Proceedings of the National Academy of Sciences of the United States of America | 2002
Scott A. Lesley; Peter Kuhn; Adam Godzik; Ashley M. Deacon; Irimpan I. Mathews; Andreas Kreusch; Glen Spraggon; Heath E. Klock; Daniel McMullan; Tanya Shin; Juli Vincent; Alyssa Robb; Linda S. Brinen; Mitchell D. Miller; Timothy M. McPhillips; Mark A. Miller; Daniel Scheibe; Jaume M. Canaves; Chittibabu Guda; Lukasz Jaroszewski; Thomas L. Selby; Marc André Elsliger; John Wooley; Susan S. Taylor; Keith O. Hodgson; Ian A. Wilson; Peter G. Schultz; Raymond C. Stevens
Structural genomics is emerging as a principal approach to define protein structure–function relationships.
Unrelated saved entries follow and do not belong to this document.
PR #1454, opened 2021-01-14
Topic/actueel artikelen

VWSCoronaDashboard4:
## Summary

Adds Articles structure to the CMS + basic routing and interfaces for the frontend.

## Detailed design

* Adds schemes in CMS, including types to combine images/graphs in rich text.
* Rich text is limited for now, removing options for H1, H4-H6 and other elements we don't want to use there.
* Basic TS Interfaces to work with the Articles, with Todos added to add more specifics later on.
* Basic routing: `/artikelen` and `/artikelen/[slug]`

# Left for a separate PR

* Validation of uniqueness of the slugs
* More detailed TypeScript interfaces


packages/app/src/pages/artikelen/[slug].tsx
```diff
@@ -0,0 +1,73 @@
...
+
+  const filePath = path.join(process.cwd(), 'public', 'json', 'NL.json');
+  const fileContents = fs.readFileSync(filePath, 'utf8');
+  const lastGenerated = JSON.parse(fileContents).last_generated;
+
+  const articleData = await getClient(true).fetch(articleQuery(params.slug));
+  const article = localize(articleData, [targetLanguage, 'nl']);
+
+  return { props: { text, lastGenerated, article } };
+}
```
Comment (VWSCoronaDashboard1) [inline packages/app/src/pages/artikelen/[slug].tsx:58]: I'm guessing this will need to be changed according to the changes made by @VWSCoronaDashboard10 concerning the data loading?

packages/app/src/pages/artikelen/index.tsx
```diff
@@ -0,0 +1,64 @@
...
+`;
+
+export async function getStaticProps(): Promise<StaticProps> {
+  const text = parseMarkdownInLocale(
+    (await import('../../locale/index')).default
+  );
+
+  const filePath = path.join(process.cwd(), 'public', 'json', 'NL.json');
+  const fileContents = fs.readFileSync(filePath, 'utf8');
+  const lastGenerated = JSON.parse(fileContents).last_generated;
```
VWSCoronaDashboard1, line 32: There's a handy little util for this:
https://github.com/minvws/nl-covid19-data-dashboard/blob/topic/actueel-artikelen/packages/app/src/static-props/utils/load-json-from-data-file.ts

packages/cms/schemas/documents/artikel.js
```diff
@@ -0,0 +1,70 @@
...
+      title: "Content",
+      name: "content",
+      type: "localeRichContentBlock"
+    }
+  ],
+  preview: {
+    select: {
+      title: "title.nl",
+      subtitle: "publicationDate",
+    },
```
VWSCoronaDashboard1, line 68: Doesn't the preview also need an image?

VWSCoronaDashboard1 (approved):

packages/app/src/pages/artikelen/[slug].tsx
Comment (VWSCoronaDashboard4) [reply packages/app/src/pages/artikelen/[slug].tsx:58]: Yes!

packages/cms/schemas/documents/artikel.js
VWSCoronaDashboard4: This is the preview in the CMS, not in the frontend.

VWSCoronaDashboard1: Aha, makes sense then!

packages/cms/schemas/locale/locale-rich-content-block.js
```diff
@@ -0,0 +1,43 @@
+
+const supportedLanguages = [
+  { id: "nl", title: "Nederlands", isDefault: true },
+  { id: "en", title: "Engels" },
+];
+
+export default {
+  name: "localeRichContentBlock",
+  type: "object",
+  title: "Locale Rich Content Block",
```
VWSCoronaDashboard8, line 10: Other titles seem to be in Dutch, and apart from that I wonder what a locale rich content block means. Maybe add a comment to explain. I see it also can include chart configs?

packages/cms/schemas/objects/line-chart.js
```diff
@@ -0,0 +1,22 @@
+export default {
```
VWSCoronaDashboard8, line 1: Maybe add a comment to explain what this is for. A line chart config with metric name and property doesn't appear to be quite enough to instantiate an actual line chart.

packages/cms/schemas/schema.js
```diff
@@ -31,16 +34,19 @@ export default createSchema({
   types: schemaTypes.concat([
     //documents
```
VWSCoronaDashboard8, line 35: I prefer to use block comments for actual comments, so they are more visible and also distinguishable from stuff that is just commented out.

packages/cms/schemas/locale/locale-rich-content-block.js
VWSCoronaDashboard1: Perhaps `localizedRichContentBlock` makes more sense?

VWSCoronaDashboard:
Generic feedback without looking at your code:

1. Good call to put metadata content in a fieldset. I've got an open-graph model defined already, so we can use that one for metadata. I think we should check if we can make this UI better by adding the sanity-tabs plugin!

2. I'm missing alt text on the image. We need to add those.

3. I simultaneously love and worry about the "lijngrafiek" in content blocks. 

It's impressive that it can work like this, and I believe the authoring flow would be nice. However, because we repeat it for the english version it almost feels like we're opening up the editor too much.

Maybe a better approach is to use document level translations for artikelen, and keep using field level translations for other documents. Of course that introduces the new problem that you need to re-enter your slug and images for translated posts, which is also less than ideal.

Another thing is that it relies on front-end specific knowledge to couple the charts. Maybe we can improve that too. I can imagine that we keep a collection of links between the CMS and front-end ourselves as a collection of tiles/charts in the CMS and let the content manager choose one from a predefined list?

packages/app/src/pages/artikelen/[slug].tsx
```diff
@@ -0,0 +1,73 @@
...
+
+export async function getStaticProps({
+  params,
+}: {
+  params: Params;
+}): Promise<StaticProps> {
+  const text = parseMarkdownInLocale(
+    (await import('../../locale/index')).default
+  );
```
Comment (VWSCoronaDashboard) [inline packages/app/src/pages/artikelen/[slug].tsx]: Does the UI copy still need markdown parsing? If things are right, all rich text now comes from the CMS and is parsed by the Sanity Block component.

packages/app/src/pages/artikelen/[slug].tsx
```diff
@@ -0,0 +1,73 @@
...
+  lastGenerated: string;
+}
+
+const articlesQuery = groq`
+*[_type == 'artikel']
+`;
+
+const articleQuery = (slug: string) => groq`
+*[_type == 'artikel' && slug.current == '${slug}'][0]
+`;
```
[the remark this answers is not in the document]
Comment (VWSCoronaDashboard) [reply packages/app/src/pages/artikelen/[slug].tsx]: nit: To reduce bandwidth we could look into specifying all fields up front, which means you don't get the fields that you don't need. Should save a few bytes.

packages/app/src/pages/artikelen/[slug].tsx
```diff
@@ -0,0 +1,73 @@
...
+  return { props: { text, lastGenerated, article } };
+}
+
+const Artikelen: FCWithLayout<ArtikelProps> = (props) => {
+  const { article } = props;
+
+  return <h1>{article.title}</h1>;
+};
+
+const metadata = {
```
Comment (VWSCoronaDashboard) [inline packages/app/src/pages/artikelen/[slug].tsx:51]: Fine with todo's, but make sure to write them down in the topic/actueel-base PR.

packages/app/src/types/cms.d.ts
```diff
@@ -7,3 +7,41 @@ export type CollapsibleList = {
   };
   title: string;
 };
+
+export interface Article {
+  title: string;
+  slug: {
+    _key: string;
+    _type: string;
+    current: string;
```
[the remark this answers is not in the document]
VWSCoronaDashboard: This is how Sanity stores data that's of a `slug` type:

```
{
  "_type": "slug",
  "current": "this-is-the-title"
}
```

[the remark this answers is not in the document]
VWSCoronaDashboard4: This is the default sanity slug object, since in the sanity schema we use the build in slug component.

packages/app/src/types/cms.d.ts
```diff
@@ -8,6 +8,44 @@ export type CollapsibleList = {
...
+type RichContentBlock =
+  | Block
+  | RichContentImageBlock
+  | RichContentLineChartBlock;
+
+// @TODO more properties are needed
+interface Block {
+  _key: string;
+  _type: string;
+}
```
VWSCoronaDashboard, line 33: These are hard to type. We'll need to spend more time figuring out how to deal with dynamic block content.

packages/cms/schemas/objects/line-chart.js
VWSCoronaDashboard4: I'll add a Todo. This will indeed need to be extended in a separate PR.

packages/cms/schemas/locale/locale-rich-content-block.js
VWSCoronaDashboard: The other block is also localized, and also has rich content. This one has reduced formatting options and adds new allowed types.

You might need to call this for what it is, a Block for rticles.

`articleBlock`?

packages/cms/schemas/locale/locale-rich-content-block.js
```diff
@@ -0,0 +1,43 @@
...
+    of: [
+      {
+        type: "block",
+
+        // Only allow these block styles
+        styles: [
+          {title: 'Normal', value: 'normal'},
+          {title: 'H2', value: 'h2'},
+          {title: 'H3', value: 'h3'}
+        ],
```
VWSCoronaDashboard, line 24: This is great for SEO! 👏

packages/cms/schemas/locale/locale-rich-content-block.js
VWSCoronaDashboard4: This is perhaps food for a different/broader discussion.

The `title` is merely what is displayed in the CMS, I'll tweak that a bit.

The `name` is how it is referred to within other blocks/schema's. There this camelcasing is used. It is the structure that supports one locale (either EN or NL in this case). See the other files in this directory.

packages/app/src/types/cms.d.ts
```diff
@@ -7,3 +7,41 @@ export type CollapsibleList = {
...
+// @TODO more properties are needed
+interface RichContentImageBlock {
+  _key: string;
+  _type: 'image';
+}
+
+// @TODO more properties are needed
+interface RichContentLineChartBlock {
+  _key: string;
+  _type: 'lineChart';
```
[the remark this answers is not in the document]
VWSCoronaDashboard4: All other CMS types are following the camelCase structure so far.

packages/cms/schemas/objects/line-chart.js
VWSCoronaDashboard: It's also not _really_ a linechart. It serves as a connection between front-end values and the CMS.

This is probably one of the more difficult models for the CMS. Let's take the time to get it right, even if it means launching without charts initially?

packages/cms/schemas/objects/line-chart.js
```diff
@@ -0,0 +1,22 @@
...
+      title: "Metrieknaam (code)",
+      name: "metricName",
+      type: "string"
+    },
+    {
+      title: "Metriekwaarde (code)",
+      name: "metricProperty",
+      type: "string"
+    }
+  ],
```
VWSCoronaDashboard, line 22: Technically, this makes sense... I'll give you that.

packages/app/src/types/cms.d.ts
```diff
@@ -7,3 +7,41 @@ export type CollapsibleList = {
...
 };
+
+export interface Article {
+  title: string;
+  slug: {
+    _key: string;
+    _type: string;
+    current: string;
+  };
+  intro: Block | null;
```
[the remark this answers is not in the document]
VWSCoronaDashboard4: It's a sanity `Block` type

packages/cms/schemas/documents/artikel.js
VWSCoronaDashboard: You actually can add the image in the preview too. It will help recognize articles when listing them. I'm voting that we should add this.

packages/cms/schemas/locale/locale-rich-content-block.js
VWSCoronaDashboard: I don't think this block should ever be used outside of articles though. That's why I suggest you name it in reference to that.

You can also move the file to be part of a `articles` schema folder. Co-locate those things to make it clear they are related.

packages/app/src/pages/artikelen/index.tsx
```diff
@@ -0,0 +1,64 @@
...
+
+  const articlesData = await getPreviewClient().fetch(articlesQuery);
```
VWSCoronaDashboard: You should not use previewClient here. I'm seeing both the original article and a draft on this page.

VWSCoronaDashboard (commented):
Lot's of small comments and questions. No real blockers, especially if we agree that this needs more refinement afterwards on develop or actueel-base. Also, no real approval because this isn't _done_-done.

Happy to see this!

packages/app/src/pages/artikelen/[slug].tsx
```diff
@@ -0,0 +1,58 @@
...
+  getLastGeneratedDate,
+  createGetContent<Article[]>((context) => {
+    assert(context?.params?.slug, 'Slug required to retrieve article');
+    return groq`
+  *[_type == 'artikel' && slug.current == '${context.params.slug}'][0]
+  `;
+  })
+);
+
+const ArticleDetail: FCWithLayout<ArticleDetailProps> = (props) => {
```
Comment (VWSCoronaDashboard10) [inline packages/app/src/pages/artikelen/[slug].tsx:45]: You can infer the props from the getInitialProps:

```suggestion
const ArticleDetail: FCWithLayout<typeof getStaticProps> = (props) => {
```

packages/app/src/pages/artikelen/[slug].tsx
```diff
@@ -0,0 +1,58 @@
...
+  const { content } = props;
+
+  return <h1>{content.title}</h1>;
+};
+
+const metadata = {
+  title: 'TODO',
+  description: 'TODO',
```
Comment (VWSCoronaDashboard10) [inline packages/app/src/pages/artikelen/[slug].tsx:53]:
```suggestion
  title: '@TODO',
  description: '@TODO',
```
makes it easier to find them :-)

packages/app/src/pages/artikelen/index.tsx
```diff
@@ -0,0 +1,49 @@
...
+);
+
+const ArticlesOverview: FCWithLayout<ArticlesOverviewProps> = (props) => {
+  const { content } = props;
+
+  return (
+    <>
+      <h1>Todo: Artikelen!</h1>
+      {content.map((article) => (
+        <div key={`article-${article.slug.current}`}>
```
VWSCoronaDashboard10, line 32:
```suggestion
        <div key={article.slug.current}>
```

packages/app/src/pages/artikelen/[slug].tsx
```diff
@@ -0,0 +1,73 @@
...
+*[_type == 'artikel']
+`;
+
+const articleQuery = (slug: string) => groq`
+*[_type == 'artikel' && slug.current == '${slug}'][0]
+`;
+
+export async function getStaticPaths() {
+  const articlesData = await getClient(true).fetch(articlesQuery);
+  const articles = localize(articlesData, [targetLanguage, 'nl']);
```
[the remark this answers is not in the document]
Comment (VWSCoronaDashboard) [reply packages/app/src/pages/artikelen/[slug].tsx]: In return you get localized data. Localize takes a look at your targetLanguage and returns only the fields that are either .en or .nl.

packages/cms/schemas/documents/artikel.js
```diff
@@ -0,0 +1,70 @@
+export default {
+  title: "Artikel",
+  name: "artikel",
```
VWSCoronaDashboard10, line 3: Not sure what the `name` property is meant for, but we might want them to be English?

VWSCoronaDashboard10: Looks like a lot of other `name` properties in this file are English

packages/app/src/pages/artikelen/[slug].tsx
```diff
@@ -0,0 +1,58 @@
...
+  content: Article;
+  lastGenerated: string;
+}
+
+const articlesQuery = groq`
+*[_type == 'artikel']
+`;
+
+export async function getStaticPaths() {
+  const articlesData = await getPreviewClient().fetch(articlesQuery);
```
Comment (VWSCoronaDashboard) [inline packages/app/src/pages/artikelen/[slug].tsx:24]: Do not use the preview client.

VWSCoronaDashboard (changes requested):

packages/app/src/static-props/get-data.ts
```diff
@@ -42,8 +42,14 @@ export function getLastGeneratedDate() {
...
 
-export function createGetContent<T>(query: string) {
-  return async () => {
+export function createGetContent<T>(
+  queryOrQueryGetter: string | ((context: GetStaticPropsContext) => string)
+) {
+  return async (context: GetStaticPropsContext) => {
+    const query =
+      typeof queryOrQueryGetter === 'function'
+        ? queryOrQueryGetter.call({}, context)
```
VWSCoronaDashboard10, line 51: Why not simply `queryOrQueryGetter(context)`?

VWSCoronaDashboard10 (approved):
Couple of small comments 👍

packages/cms/schemas/documents/artikel.js
VWSCoronaDashboard4: I'd agree we can add this. I'd opt to do that in a separate PR, to also scope what it should/shouldn't do layout wise.

VWSCoronaDashboard (approved):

To apply this approach on a genomic scale, novel methods and technologies must be developed to determine large numbers of structures. We describe the design and implementation of a high-throughput structural genomics pipeline and its application to the proteome of the thermophilic bacterium Thermotoga maritima. By using this pipeline, we successfully cloned and attempted expression of 1,376 of the predicted 1,877 genes (73%) and have identified crystallization conditions for 432 proteins, comprising 23% of the T. maritima proteome. Representative structures from TM0423 glycerol dehydrogenase and TM0449 thymidylate synthase-complementing protein are presented as examples of final outputs from the pipeline.